** EXERCISE **
Each record below must be returned exactly as shown.

** DATA UNDER STUDY **
◇ ◇ ◇ ◇ ◇

PR #43, opened 2020-02-11
Move terrain route handling to separate file.

johnworth:
Moves the terrain-related API routes into a file separate from src/server/index.js.


src/server/terrainRouter.js
```diff
@@ -0,0 +1,89 @@
+import request from "request";
+import path from "path";
+import querystring from "querystring";
+import { terrainURL } from "./configuration";
+import * as authStrategy from "./authStrategy";
+import logger from "./logging";
+import express from "express";
+
+const terrain = ({ method, url, pathname, headers }) => {
```
sri2k1us: Some JSDoc for each method here will be helpful.

PR #44, opened 2020-02-12
Data header bar

ash3rz:
This will add the header to the listing. Still need to update the colors for the table column header so it's white, but I'll do that in a separate PR.

Any largish size:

◇ ◇ ◇ ◇ ◇

** COMPLETED TASK **
PR #43, opened 2020-02-11
Move terrain route handling to separate file.

johnworth:
Moves the terrain-related API routes into a file separate from src/server/index.js.


src/server/terrainRouter.js
```diff
@@ -0,0 +1,89 @@
+import request from "request";
+import path from "path";
+import querystring from "querystring";
+import { terrainURL } from "./configuration";
+import * as authStrategy from "./authStrategy";
+import logger from "./logging";
+import express from "express";
+
+const terrain = ({ method, url, pathname, headers }) => {
```
sri2k1us: Some JSDoc for each method here will be helpful.

PR #44, opened 2020-02-12
Data header bar

ash3rz:
This will add the header to the listing. Still need to update the colors for the table column header so it's white, but I'll do that in a separate PR.

Any largish size:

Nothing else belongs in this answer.